Opthea / OPT-302-1004

ClinicalTrials.gov Identifier: NCT04757610

A Phase 3, Multicentre, Double-masked, Randomised Study to Evaluate the Efficacy and Safety of Intravitreal OPT-302 in Combination With Ranibizumab, Compared With Ranibizumab Alone, in Participants With nAMD

Brief Summary

A 2-year, phase 3, multicentre, randomised, parallel-group, sham-controlled, double-masked study. Primary efficacy will be determined at Week 52.

Inclusion Criteria
  • Active subfoveal CNV lesion or juxtafoveal CNV lesion with foveal involvement that is secondary to AMD in the Study Eye.
  • An ETDRS BCVA score between 60 and 25 (inclusive) letters in the Study Eye.
Exclusion Criteria
  • Any previous treatment for neovascular AMD.
  • Clinically significant ocular disorders (other than neovascular AMD), which may interfere with assessment of BCVA, assessment of safety, or fundus imaging.
  • Any current (or history of a) social, psychological, or medical condition that precludes enrolment into the study.

Unity / UBX1325-02

ClinicalTrials.gov Identifier: NCT04857996

This is a Phase 2a Proof-of-Concept (POC) study.

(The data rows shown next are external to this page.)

PR #1390, opened 2024-01-17
Feature/angular lifecycle fix

### LINKED ISSUE #1365: Angular lifecycle conflict
Angular linting complains about lifecycle conflict: in `visualization/visualization.component.ts`

```
   27:16  error  Implementing DoCheck and OnChanges in a class is not recommended          @angular-eslint/no-conflicting-lifecycle
   27:25  error  Implementing DoCheck and OnChanges in a class is not recommended          @angular-eslint/no-conflicting-lifecycle
  115:5   error  Declaring ngDoCheck and ngOnChanges method in a class is not recommended  @angular-eslint/no-conflicting-lifecycle
  121:5   error  Declaring ngDoCheck and ngOnChanges method in a class is not recommended  @angular-eslint/no-conflicting-lifecycle
```

Resolve these (justified) errors. Should implement with either `DoCheck` or `OnChanges`, not both.

lukavdplas:
Fixes the NgDoCheck / NgOnChanges lifecycle conflict in the visualisation component (close #1365 )

This is done the way I suggest in that issue, by letting visualisations handle their own loading spinner rather than setting it from the parent component. For consistency, this is also implemented for the word model component.

### DIFF
--- a/frontend/src/app/visualization/barchart/barchart.directive.ts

The study has enrolled approximately 62 patients that were randomized 1:1 into either the UBX1325 or sham study arms, in order to assess the primary objective(s). All patients are in a 24-week follow-up period.

This Study is currently closed for enrollment with patients remaining in followup care.

Detailed Description

This is a Phase 2a Proof-of-Concept (POC) study. The study will enroll approximately 62 patients randomized 1:1 into either the UBX1325 or sham study arms, in order to assess the primary objective. All patients will be followed for approximately 24 weeks.

Olympia / OPP-102

ClinicalTrials.gov Identifier: NCT04957758

A Phase 2, Multicenter, Randomized, Controlled, Double Masked, Clinical Trial to Evaluate the Efficacy and Safety of OC-01 (varenicline) Nasal Spray in Subjects with Neurotrophic Keratopathy (the Olympia Study)

This Study is currently closed for enrollment with patients remaining in followup care.

Detailed Description
Protocol OPP-102 is a Phase 2, a multicenter, randomized, controlled, double-masked study designed to evaluate the safety and efficacy of OC-01 (varenicline) nasal spray in subjects with NK. Approximately 100 subjects at least 18 years of age with a physicians’ diagnosis of Stage 1 NK as defined by the Mackie Criteria and meeting all other study eligibility criteria will be randomized 1:1 and will receive OC-01 (varenicline)/ nasal spray or placebo nasal spray for 8 weeks three times daily (TID) as follows:

Unity / UBX1325-03

Clinicaltrials.gov ID: NCT05275205

A Phase 2a, Prospective, Multicenter, Randomized, Double-Masked, Active-Controlled Study to Assess the Safety, Tolerability and Evidence of Activity of a Repeat Intravitreal Injection of UBX1325 in Patients with Neovascular Age-Related Macular Degeneration (wet AMD)

This Study is currently closed for enrollment with patients remaining in followup care.

Detailed Description
This is a Phase 2a Proof-of-Concept study, approximately 46 patients will be enrolled and randomized 1:1 into either UBX1325 or sham study arm. Patients will be followed for approximately 48 weeks.